Measurable Outcome 2.8, Measurable Outcome 2.9

In the discussion of ODE integration, we used the ideas of consistency and stability to prove convergence through the Dahlquist Equivalence Theorem. Similar concepts also exist for PDE discretizations, however, we cannot cover these here. We will briefly review the local truncation error for finite difference approximations of derivatives here and discuss its application in computing the truncation error of a PDE in Section 2.4.3.

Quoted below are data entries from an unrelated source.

Issue #69, opened 2020-08-05
User profile images


carrenelloyd:
Catalog # 27

[Link to Design ](https://pages.github.ibm.com/cdai-design/pal/patterns/user-profile-images/)

**Maintainers**
Marion Brülls

## Tasks

- [x] Initial review of design/existing code

### Working in experimental package

- [x] Create a shell component which
  - [x] Create ComponentName/ComponentName.js component file that renders props
        in raw form (no styling or sub components, plain text OK)
  - [x] Adds prop-types with comments for DocGen to
        ComponentName/ComponentName.js
  - [x] Add Doc file e.g. ComponentName.mdx with a brief description of the
        component.
- [ ] First engineering review/playback

### Continuing in experimental package

- [ ] Storybook - stories to cover design scenarios, story with long, min and
      max content, etc
- [ ] Doc tab in storybook derived from design docs with embedded stories where
      appropriate
- [ ] Code to include prop-types with comments for automated DocGen
      documentation
- [ ] Tests (written in React Test Library) to cover behavior from the
      documented in the components mdx file.

### Review and promote

- [ ] Design review
- [ ] Add design review issues addressed, issues raised or discounted.
- [ ] Engineering review - Submit PR to promote component to production package
- [ ] All engineering issues addressed, issues raised or discounted.

lee-chase:
Blocked as the status of the design it was set to 'status: refining' by @carrenelloyd

Invited Marion Brülls to join the conversation here.

Levinson1:
Design completed and live

lee-chase:
Dev thoughts.

Would 'Avatar' be a better name for the component? Calling it UserProfileImage may discourage group use and strictly speaking it may not be an image.

lee-chase:
2. IBM Profiles ask the user to provide
- First name
- Inital (optional)
- Last name
-Display name

Would it not be better to use the first two capitalized letters should be used from the display name.

qbi11y:
@lee-chase @carrenelloyd who do I need to speak with to come up to speed on this issue?

andrea-gm:
[...]

PR #519, opened 2021-03-24
69 user profile image

qbi11y:
Contributes to #69
PR adds the initial structure for the User Profile Image component.


packages/cloud-cognitive/src/components/UserProfileImage/UserProfileImage.js
```diff
@@ -0,0 +1,168 @@
...
+  Group24,
+  Group32,
+} from '@carbon/icons-react';
+
+//import { expPrefix } from '../../global/js/settings';
+import cx from 'classnames';
+
+const blockClass = `${pkg.prefix}-user-profile-avatar`;
+
+export const UserProfileImage = !pkg.isComponentEnabled(componentName)
```
dcwarwick, line 30: Sorry, the Canary mechanism has changed, after we found this was breaking Storybook. Have a look at ExampleComponent to see what's needed. The good news is it's a lot simpler :-) Basically:
 * no need to import Canary
 * use `export let` rather than `export const`
 * no other gorp needed -- straight into the component definition
 * then add the following line further down the file:
```js
// Return a placeholder if not released and not enabled by feature flag
UserProfileImage = pkg.checkComponentEnabled(UserProfileImage, componentName);
```

dcwarwick (changes requested):

packages/cloud-cognitive/src/components/UserProfileImage/UserProfileImage.js
dcwarwick: Actually, let's merge this and I'll update the file -- I went through doing all the other components so I'm practised :-)

dcwarwick (approved):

Suppose we use a backwards difference, \(\delta _ x^- U_ i\) to approximate the first derivative, \(U_ x\) at point \(i\). The local truncation error for this derivative approximation can be calculated using Taylor series as we have done in the past:

  \(\displaystyle \tau\) \(\displaystyle \equiv\) \(\displaystyle \delta _ x^{-} U_ i - {U_ x}_ i ,\)   (2.61)
    \(\displaystyle =\) \(\displaystyle \frac{1}{{\scriptstyle \Delta } x}\left( U_ i - U_{i-1}\right) - {U_ x}_ i,\)   (2.62)
    \(\displaystyle =\) \(\displaystyle \frac{1}{{\scriptstyle \Delta } x}\left[ U_ i - \left( U_ i - {\scriptstyle \Delta } x{U_ x}_ i + \frac{1}{2}{\scriptstyle \Delta } x^2{U_{xx}}_ i + O({\scriptstyle \Delta } x^3)\right)\right] - {U_ x}_ i,\)   (2.63)
    \(\displaystyle =\) \(\displaystyle -\frac{1}{2}{\scriptstyle \Delta } x{U_{xx}}_ i + O({\scriptstyle \Delta } x^2).\)   (2.64)

Thus, the analysis shows that the backwards difference is a first-order accurate discretization of the derivative at node \(i\).